Gezien de voorstellen van de Commissie,

Handelend volgens de gewone wetgevingsprocedure (1),

Overwegende hetgeen volgt:

 

(1)

In de Overeenkomst ter uitvoering van het te Schengen gesloten akkoord van 14 juni 1985 tussen de regeringen van de staten van de Benelux Economische Unie, de Bondsrepubliek Duitsland en de Franse Republiek betreffende de geleidelijke afschaffing van de controles aan de gemeenschappelijke grenzen (2) („de Schengenovereenkomst”) zijn met betrekking tot visa voor verblijf van langere duur regels vastgesteld waardoor de houder van een dergelijk visum het recht van doorreis over het grondgebied van de lidstaten heeft. Verordening (EG) nr. 562/2006 van het Europees Parlement en de Raad van 15 maart 2006 tot vaststelling van een communautaire code betreffende de overschrijding van de grenzen door personen (Schengengrenscode) (3) stelt toegangsvoorwaarden voor onderdanen van derde landen vast. Om het vrije verkeer van onderdanen van derde landen die houder zijn van een nationaal visum voor verblijf van langere duur op het grondgebied van lidstaten die het Schengenacquis volledig uitvoeren („het Schengengebied”), te vergemakkelijken, moeten verdere maatregelen worden genomen.

 

(2)

De lidstaten moeten na de toegang tot hun grondgebied van onderdanen van derde landen die er op grond van een visum voor verblijf van langere duur legaal verblijven, tijdig dit visum door een verblijfstitel vervangen zodat deze onderdanen van derde landen tijdens hun verblijf naar andere lidstaten kunnen reizen of over het grondgebied van andere lidstaten kunnen doorreizen wanneer zij naar hun land van herkomst terugkeren. Nadat de onderdaan van een derde land toegang tot hun grondgebied is verleend, vervangen de lidstaten echter meer en meer het visum voor verblijf van langere duur niet door een verblijfstitel of slechts met aanzienlijke vertraging. Deze juridische en praktische situatie heeft belangrijke negatieve gevolgen voor het vrije verkeer binnen het Schengengebied van onderdanen van derde landen die legaal in een lidstaat verblijven op grond van een visum voor verblijf van langere duur.

 

(3)

Om de problemen van onderdanen van derde landen die verblijven op grond van een visum voor verblijf van langere duur te verhelpen, breidt deze verordening het beginsel van gelijkwaardigheid van verblijfstitels en visa voor kort verblijf die zijn afgegeven door de lidstaten die het Schengenacquis volledig ten uitvoer leggen, uit tot visa voor verblijf van langere duur.
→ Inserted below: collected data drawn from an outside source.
Issue #539, opened 2026-08-06
compose/integration setup forks ~5 Postgres backends per test; sharing them needs plan-cache invalidation first


dungbanguyen:
## Summary

`internal/compose/integration` is half the lane (960 of 1828 tests). Each test's setup forks about five Postgres backends — a `pgx.Connect` for the owner, a `pgxpool` for the app role, and another `pgxpool` opened and closed just to run River's one-row schema probe. Reusing them across a package run measured **170.9s against a 209.6s baseline, ~18%**, on the same commit and machine.

The reuse cannot be taken naively, and this issue exists to record why, so the next attempt starts from the failure rather than rediscovering it.

## What blocks it: pgx's per-connection plan cache vs the harness's own DDL

The harness changes the schema between tests. `testdb.Reset` drops the runtime `cf_*` columns; `testdb.EnsureSchema` drops the schema outright. pgx caches a query plan per connection. A pooled connection that outlives such a DDL then serves a plan whose result type no longer matches:

```
ERROR unhandled error method=POST path=/v1/activities/…/send-email
  err="jobs: enqueue comms_send_email transactionally:
       ERROR: cached plan must not change result type (SQLSTATE 0A000)"
```

That surfaced as `TestPreferenceCenterOneClickUnsubscribe` failing with `marketing send → 500` — a suite with nothing to do with custom fields, one that passes in isolation and fails only in a full-package run. Per-test pools were hiding this by accident: a pool that dies with its test can never hold a stale plan.

## A second constraint, independent of the first

Sharing also raises the steady-state connection count. Pools previously closed per test; a pool that lives for a package run holds its connections for the whole run, and the lane runs ~6 package workers against one Postgres with `max_connections=100`. `database.NewPool`'s defaults are an api process's (`MaxConns=16`, `MinConns=2`), so 6 workers × (owner conn + two pools) can exceed the server ceiling. It does not fail cleanly — a caller waits for a connection until its context expires, so the symptom was `TestPrivacyRetentionFansOutOneJobPerWorkspaceAndFailsOnlyTheFailedTenant` timing out at 60s with `0 of 3 outcomes`, nowhere near the real cause.

Any shared-pool design must size itself explicitly (`pool_max_conns`, `pool_min_conns=0`) rather than inherit those defaults.

## Suggested design

[...]

PR #574, opened 2026-08-07
refactor(test): the booted-app fixture becomes importable, in its own package

dungbanguyen:
The third and last integration fixture to become importable, and the prerequisite every remaining suite group in #546 was waiting on. `AppEnv`, its three constructors, the three methods every suite calls and the `AnyMap` alias now live in `internal/compose/integration/apptest`.

**Stacked on #568** — review the top commit; the rest is that PR.

## Why a separate package, not a non-test file next to harness.go

Because the build refused the obvious thing. `package compose`'s own white-box tests import `package integration`, so nothing there may import `compose` — and this fixture boots a compose handler stack:

```
package .../internal/compose/integration
	imports .../internal/compose/integration/apptest from activity_lifecycle_integration_test.go
	imports .../internal/compose/integration from appenv.go: import cycle not allowed in test
```

`harness.go`'s doc has stated that constraint since it was written. I identified it earlier in this work, then put the fixture there anyway; the compiler corrected me. One level down, importing compose is free.

The direction is load-bearing in **both** senses: `apptest` must not import `integration` either, or the cycle closes from that side, since `integration`'s suites import `apptest`. `applyRiverSchema` is duplicated across that boundary for exactly that reason and says so — and the original cannot move here, because `package compose`'s tests use it too and would then reach compose through it.

The type is `AppEnv`, not `Env`: `integration.Env` is the database fixture.

## What moved, and what deliberately did not

Moving the type to another package makes **every method on it illegal outside that package**, so the sixteen a suite kept for itself are now plain functions taking the fixture. Only three were promoted with it — `Call`, `BootstrapWorkspace`, `SetWorkspaceSeat` — plus the two package-level helpers those call, which a non-test file cannot reach in a `_test.go` one.

`inWorkspace` looked shared at twelve files and is not: all twelve are outbound messaging. `listTools`/`getJSON`/`raw` are the MCP suites. Those travel with their own group, which is the rule the package doc states.

## Scope note

The plan called for a smaller first step — type promotion with fields left unexported. I did the whole promotion instead, because stopping there ships an **inert** PR: a fixture whose fields no sibling can read. That is exactly the defect review caught in #563, and both halves touch the same 76 files, so splitting doubles the review surface rather than halving it.

## Four gates had something to say once the code left a test file

Same discovery as the migrate-once gate two changes ago: a gate keyed on the `_test.go` suffix silently judges less when a fixture is promoted.

- **noctx** wanted `NewRequestWithContext`. Right — test files were exempt, a non-test file is not.
- **bodyclose** lost sight of every close, because the closer moved out with the fixture. Waived per site, and the sweep **refused to waive one where it could not first see the `CloseBody`** — that one turned out to close eight lines down rather than deferred, so its waiver says that instead of the boilerplate reason.
- **revive** wanted the docs to name the exported symbols. They described unexported ones.
- **the fleet-scan gate** flagged the fixture's workspace lookup. `slug` is a unique key (`0002_identity.up.sql`, `workspace_slug_unique`), so a lookup by it reads one row for the same reason a lookup by id does. The gate is taught that once rather than granted a waiver per site. Mutation-tested: a bare `SELECT id FROM workspace` and a `WHERE slug = ANY(...)` set-read both still fail it, so widening the predicate did not blind it.

## Verification

- **Importability is checked, not claimed.** A throwaway sibling package calling `SetupApp`, `BootstrapWorkspace`, `SetWorkspaceSeat` and `Call` compiles; it would not have before. #563 asserted this and was wrong, so it is a test now.
- **968 top-level tests before, 968 after.**
- `make check-backend`, `make lint` (0 issues), `make craft-static` (0 findings), `go vet -tags=integration` — green.
- **The full integration lane was run** on this tree: `OK: integration passed with 0 skips (27 packages, parallel)`, 397s wall.

## What it buys, measured

Now that the lane has actually been run back-to-back on one machine, with untouched packages as a control: the split so far cuts the lane's floor about **20%**, not the 3× I projected earlier from a model. The parent is still 349.6s and 88% of the wall clock. This PR adds no speed of its own — it is the prerequisite that makes the remaining cuts possible, and by measured seconds only overlay (41.3s) is still worth cutting before the better lever, #539.

---
## Summary by cubic
Promoted the booted-app integration fixture into `internal/compose/integration/apptest` as `AppEnv`, making it importable and removing the compose/integration import cycle. All integration suites now use this package; behavior is unchanged, and comments/docs were updated (including removing a duplicate `CloseBody` doc).

- **Refactors**
  - Added `apptest` with `AppEnv` (TLS test server + cookie-jar client) and `AnyMap`.
  - Public API: `SetupApp`, `SetupAppWithOptions`, `SetupAppWithOriginOptions`, `Call`, `BootstrapWorkspace`, `SetWorkspaceSeat`; helper `BootstrapWorkspaceSession`; `CloseBody`.
  - Exported `AppEnv` fields: `Slug`, `Owner`, `Pool`, `TS`, `Client`; suites updated.
  - Kept suite-specific helpers local (e.g., MCP); duplicated `ApplyRiverSchema` to avoid cycles.
  - Tightened workspace lookup by slug; addressed lints (`NewRequestWithContext`, response body closes); added package docs on import direction.
  - Swept and fixed stale comments to match promoted symbols; removed the duplicate `CloseBody` doc block.

- **Migration**
  - Import `github.com/gradionhq/margince/backend/internal/compose/integration/apptest`.
  - Replace setup: `setup(...)` → `apptest.SetupApp(...)` (or `SetupAppWithOptions`, `SetupAppWithOriginOptions`).
  - Replace env members and calls: `e.slug/owner/pool/ts/client` → `e.Slug/Owner/Pool/TS/Client`; `e.call(...)` → `e.Call(...)`; `e.bootstrapWorkspace(...)` → `e.BootstrapWorkspace(...)`.
  - Use `apptest.BootstrapWorkspaceSession`, `apptest.AnyMap`, and `apptest.CloseBody` where needed.

<sup>Written for commit d981a774c785a6165bfb5fd4db0c68b65823c8ba. Summary will update on new commits.</sup>

<a href="https://cubic.dev/pr/gradionhq/margince-poc-v1/pull/574?utm_source=github" target="_blank" rel="noopener noreferrer" data-no-image-dialog="true"><picture><source media="(prefers-color-scheme: dark)" srcset="https://www.cubic.dev/buttons/review-in-cubic-dark.svg"><source media="(prefers-color-scheme: light)" srcset="https://www.cubic.dev/buttons/review-in-cubic-light.svg">Review in cubic</picture></a>

### DIFF
--- a/backend/internal/compose/integration/activity_lifecycle_integration_test.go
+++ b/backend/internal/compose/integration/activity_lifecycle_integration_test.go
@@ -11,61 +11,26 @@ package integration
 // association whose target passes the visibility probe.
 
 import (
-	"context"
-	"io"
-	"log/slog"
 	"net/http"
-	"os"
-	"path/filepath"
 	"testing"
 
-	"github.com/gradionhq/margince/backend/internal/compose"
-	"github.com/gradionhq/margince/backend/internal/platform/deployconfig"
+	"github.com/gradionhq/margince/backend/internal/compose/integration/apptest"
 )
-
-// bootstrapWorkspaceSession provisions the installation's organization
-// through the A107 boot path (configuration-driven, exactly what cmd/api
-// runs at startup) and signs its admin in over HTTP — the arrange step
-// every e2e scenario shares. The login also primes the server's
-// singleton-organization resolution before a test seeds any
-// cross-tenant rows directly.
-func bootstrapWorkspaceSession(t *testing.T, e *env, organizationName, adminEmail, adminName string) {
-	t.Helper()
-	pwFile := filepath.Join(t.TempDir(), "admin-password")
-	if err := os.WriteFile(pwFile, []byte("correct-horse-battery"), 0o600); err != nil {
-		t.Fatal(err)
-	}
-	cfg := deployconfig.Config{
-		Version:      1,
-		Organization: deployconfig.Organization{Name: organizationName},
-		BootstrapAdmin: &deployconfig.BootstrapAdmin{
-			Email: adminEmail, DisplayName: adminName, PasswordFile: pwFile,
-		},
-	}
-	if err := compose.EnsureInstallation(context.Background(), e.pool, slog.New(slog.NewTextHandler(io.Discard, nil)), cfg); err != nil {
-		t.Fatalf("bootstrap: %v", err)
-	}
-	if status := e.call(t, "POST", "/v1/auth/login", anyMap{
-		"email": adminEmail, "password": "correct-horse-battery",
-	}, nil, nil); status != http.StatusOK {
-		t.Fatalf("login → %d", status)
-	}
-}
 
 // seedTaskAndTarget logs one task activity plus a person for it to be
 // relinked onto, returning both ids.
-func seedTaskAndTarget(t *testing.T, e *env) (personID, taskID string) {
+func seedTaskAndTarget(t *testing.T, e *apptest.AppEnv) (personID, taskID string) {
 	t.Helper()
 	var person struct {
 		ID string `json:"id"`
 	}
-	if status := e.call(t, "POST", "/v1/people", anyMap{"full_name": "Task Target"}, nil, &person); status != http.StatusCreated {
+	if status := e.Call(t, "POST", "/v1/people", apptest.AnyMap{"full_name": "Task Target"}, nil, &person); status != http.StatusCreated {
 		t.Fatalf("create person → %d", status)
 	}
 	var task struct {
 		ID string `json:"id"`
 	}
-	if status := e.call(t, "POST", "/v1/activities", anyMap{
+	if status := e.Call(t, "POST", "/v1/activities", apptest.AnyMap{
 		"kind": "task", "subject": "Send offer",
 	}, nil, &task); status != http.StatusCreated {
 		t.Fatalf("log task → %d", status)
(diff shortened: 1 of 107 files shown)


dungbanguyen:
All three applied, plus thirteen more of the same shape the sweep found.

**`CloseBody` had two stacked doc blocks.** Correct — the second was written to replace the first and both shipped, and they disagreed about what a failed close means. Merged into one that says both true things: a broken close can hide a truncated read, and a leaked body should be a red test rather than a slow drip.

**Two comments named identifiers the promotion renamed** (`setupWithOptions`, `setup()`). Also correct, and the interesting part is what happened when I looked for siblings rather than fixing the two reported: **thirteen more** — `setWorkspaceSeat`, `anyMap`, `e.call`, more `setup()` — across ten files. All prose pointing at symbols that no longer exist.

Wat het vrije verkeer in het Schengengebied van de houder ervan betreft, dient een visum voor verblijf van langere duur bijgevolg dezelfde effecten te hebben als een verblijfstitel.

 

(4)

Een onderdaan van een derde land die houder is van een visum voor verblijf van langere duur dat door een lidstaat is afgegeven, dient daarom onder dezelfde voorwaarden als de houder van een verblijfstitel gedurende drie maanden per periode van zes maanden naar de overige lidstaten te kunnen reizen. Deze verordening is niet van invloed op de regels inzake de voorwaarden voor afgifte van visa voor verblijf van langere duur.

 

(5)

In lijn met de huidige praktijk van de lidstaten verplicht deze verordening de lidstaten om visa voor verblijf van langere duur af te geven volgens het uniform visummodel zoals vastgelegd in Verordening (EG) nr. 1683/95 van de Raad (4).

 

(6)

De regels inzake de raadpleging van het Schengeninformatiesysteem en van de overige lidstaten in gevallen waarin bij de behandeling van een aanvraag van een verblijfstitel blijkt dat de aanvrager gesignaleerd is, moeten ook gelden bij de behandeling van aanvragen van een visum voor verblijf van langere duur. Het vrije verkeer van de houder van een visum voor verblijf van langere duur in de overige lidstaten zou derhalve geen bijkomend veiligheidsrisico voor de lidstaten mogen vormen.

 

(7)

De Schengenovereenkomst en Verordening (EG) nr. 562/2006 moeten dienovereenkomstig worden gewijzigd.

 

(8)

Deze verordening heeft niet tot doel de lidstaten te ontmoedigen om verblijfstitels af te geven en zij laat de in andere instrumenten van de Unie, met name Richtlijn 2005/71/EG (5), Richtlijn 2004/114/EG (6), Richtlijn 2004/38/EG (7), Richtlijn 2003/109/EG (8), en Richtlijn 2003/86/EG (9), vastgestelde verplichting van de lidstaten om aan bepaalde categorieën onderdanen van derde landen een verblijfstitel af te geven, onverlet.

 

(9)

Overeenkomstig Richtlijn 2008/115/EG van het Europees Parlement en de Raad van 16 december 2008 over gemeenschappelijke normen en procedures in de lidstaten voor de terugkeer van onderdanen van derde landen die illegaal op hun grondgebied verblijven (10), moeten de onderdanen van een derde land die illegaal op het grondgebied van een lidstaat verblijven en in het bezit zijn van een door een andere lidstaat afgegeven geldige verblijfstitel of andere toestemming tot verblijf, zoals een visum voor verblijf van langere duur, worden opgedragen zich onmiddellijk naar het grondgebied van die andere lidstaat te begeven.

 

(10)

Aangezien de doelstelling van deze verordening, namelijk de vaststelling van de regels inzake het vrije verkeer op grond van een visum voor verblijf van langere duur, niet voldoende door de lidstaten kan worden verwezenlijkt en derhalve vanwege haar omvang en gevolgen, beter door de Unie kan worden verwezenlijkt, kan de Unie, in overeenstemming met het in artikel 5 van het Verdrag betreffende de Europese Unie neergelegde subsidiariteitsbeginsel, maatregelen nemen. Overeenkomstig het in hetzelfde artikel neergelegde evenredigheidsbeginsel, gaat deze verordening niet verder dan wat nodig is om die doelstelling te verwezenlijken.

 

(11)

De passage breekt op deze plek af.